Reproduce all entries word for word.

DATASET ENTRIES section start

Issue #5238, opened 2024-09-09
URLs should be sorted alphabetically


cj12312021:
With the addition of URLs in objects such as performers, movies, I would have expected those URLs to be sorted upon update similar to aliases. However that does not appear to be the case.

Gykes:
Currently, it appears that they are sorted by insert order. How do we expect these to be sorted?

DogmaDragon:
My preferense would be alphabetical order excluding `http(s)://www.`. That would naturally group based on the domain.

WithoutPants:
I think really URLs should probably be an ordered list with perhaps a description field, but that's a larger change. At least if they are sorted by insert order there is some semblance of control over how they are displayed.

Gykes:
Agree with WP on this one. Leaving them as insert order allows the user to make it any order they want, including alphabetical.

DogmaDragon:
That seems like niche use case. Do you really expect people to re-order 10-30 URLs per performer manually just to have custom order? While alphabetical order loses theoretical control, in practice it would be a lot more useful to a lot more people. 

Basic dupe hunting would be made a lot easier where domain change, URL schema changes or extra URL paramaters (including trailing `/`) often lead to duplicate links.

Gykes:
Points are valid, If WP is fine with it then I can do it.

WithoutPants:
I don't have a strong opinion, go for it.

WithoutPants:
I've reverted #6352 due to it breaking the workflow for users that sort their URLs manually. Reopening to re-solve this issue.

discourse-stashapp:
This issue has been mentioned on **Stash**. There might be relevant details there:

https://discourse.stashapp.cc/t/plugin-requests/4755/3

PR #6352, opened 2025-11-29
Feature Request: Sort All Urls Alphabetically

Gykes:
This makes it so that all URLs in all major objects will be sorted alphabetically rather than creation date. For currently existing objects you need to force a refresh of your URLs to get it to sort properly. Add a URL, remove a URL, or retag. All newly created objects will alphabetize by default.

Fixes: https://github.com/stashapp/stash/issues/5238

### DIFF
--- a/ui/v2.5/src/utils/url.ts
+++ b/ui/v2.5/src/utils/url.ts
@@ -1,14 +1,8 @@
 /**
  * Extracts the sortable portion of a URL by removing the protocol and www. prefix
  */
-function urlSortKey(url: string): string {
-  let key = url;
-  // Remove http:// or https://
-  key = key.replace(/^https?:\/\//, "");
-  // Remove www. prefix
-  key = key.replace(/^www\./, "");
-  return key.toLowerCase();
-}
+const urlSortKey = (url: string): string =>
+  url.toLowerCase().replace(/^(https?:\/\/)?(www\.)?/, "");
 
 /**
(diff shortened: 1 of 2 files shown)


WithoutPants:
This seems unnecessarily complicated considering we can just sort the URLs in the UI.

Gykes:
Hehe, I was going to do it that way but I figured you would want it done before it even reaches the front end. 

Will modify for frontend sorting only.

feederbox826:
Do you want me to do the FE sorting? should be less than 10LOC if there's not much component reuse

ui/v2.5/src/utils/url.ts
```diff
@@ -0,0 +1,20 @@
...
+ * Extracts the sortable portion of a URL by removing the protocol and www. prefix
+ */
+function urlSortKey(url: string): string {
+  let key = url;
+  // Remove http:// or https://
+  key = key.replace(/^https?:\/\//, "");
+  // Remove www. prefix
+  key = key.replace(/^www\./, "");
+  return key.toLowerCase();
+}
```
feederbox826: https://jsperf.app/kimenu

I thought you loved regex?

```js
const urlSortKey = (url: string): string =>
	url.toLowerCase().replace(/^(https?:\/\/)?(www\.)?/, '')
```

Gykes: Yea, yea, yea.... updated :P

WithoutPants (approved):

DATASET ENTRIES section end

- _TASK ANSWER_:
Issue #5238, opened 2024-09-09
URLs should be sorted alphabetically


cj12312021:
With the addition of URLs in objects such as performers, movies, I would have expected those URLs to be sorted upon update similar to aliases. However that does not appear to be the case.

Gykes:
Currently, it appears that they are sorted by insert order. How do we expect these to be sorted?

DogmaDragon:
My preferense would be alphabetical order excluding `http(s)://www.`. That would naturally group based on the domain.

WithoutPants:
I think really URLs should probably be an ordered list with perhaps a description field, but that's a larger change. At least if they are sorted by insert order there is some semblance of control over how they are displayed.

Gykes:
Agree with WP on this one. Leaving them as insert order allows the user to make it any order they want, including alphabetical.

DogmaDragon:
That seems like niche use case. Do you really expect people to re-order 10-30 URLs per performer manually just to have custom order? While alphabetical order loses theoretical control, in practice it would be a lot more useful to a lot more people. 

Basic dupe hunting would be made a lot easier where domain change, URL schema changes or extra URL paramaters (including trailing `/`) often lead to duplicate links.

Gykes:
Points are valid, If WP is fine with it then I can do it.

WithoutPants:
I don't have a strong opinion, go for it.

WithoutPants:
I've reverted #6352 due to it breaking the workflow for users that sort their URLs manually. Reopening to re-solve this issue.

discourse-stashapp:
This issue has been mentioned on **Stash**. There might be relevant details there:

https://discourse.stashapp.cc/t/plugin-requests/4755/3

PR #6352, opened 2025-11-29
Feature Request: Sort All Urls Alphabetically

Gykes:
This makes it so that all URLs in all major objects will be sorted alphabetically rather than creation date. For currently existing objects you need to force a refresh of your URLs to get it to sort properly. Add a URL, remove a URL, or retag. All newly created objects will alphabetize by default.

Fixes: https://github.com/stashapp/stash/issues/5238

### DIFF
--- a/ui/v2.5/src/utils/url.ts
+++ b/ui/v2.5/src/utils/url.ts
@@ -1,14 +1,8 @@
 /**
  * Extracts the sortable portion of a URL by removing the protocol and www. prefix
  */
-function urlSortKey(url: string): string {
-  let key = url;
-  // Remove http:// or https://
-  key = key.replace(/^https?:\/\//, "");
-  // Remove www. prefix
-  key = key.replace(/^www\./, "");
-  return key.toLowerCase();
-}
+const urlSortKey = (url: string): string =>
+  url.toLowerCase().replace(/^(https?:\/\/)?(www\.)?/, "");
 
 /**
(diff shortened: 1 of 2 files shown)


WithoutPants:
This seems unnecessarily complicated considering we can just sort the URLs in the UI.

Gykes:
Hehe, I was going to do it that way but I figured you would want it done before it even reaches the front end. 

Will modify for frontend sorting only.

feederbox826:
Do you want me to do the FE sorting? should be less than 10LOC if there's not much component reuse

ui/v2.5/src/utils/url.ts
```diff
@@ -0,0 +1,20 @@
...
+ * Extracts the sortable portion of a URL by removing the protocol and www. prefix
+ */
+function urlSortKey(url: string): string {
+  let key = url;
+  // Remove http:// or https://
+  key = key.replace(/^https?:\/\//, "");
+  // Remove www. prefix
+  key = key.replace(/^www\./, "");
+  return key.toLowerCase();
+}
```
feederbox826: https://jsperf.app/kimenu

I thought you loved regex?

```js
const urlSortKey = (url: string): string =>
	url.toLowerCase().replace(/^(https?:\/\/)?(www\.)?/, '')
```

Gykes: Yea, yea, yea.... updated :P

WithoutPants (approved):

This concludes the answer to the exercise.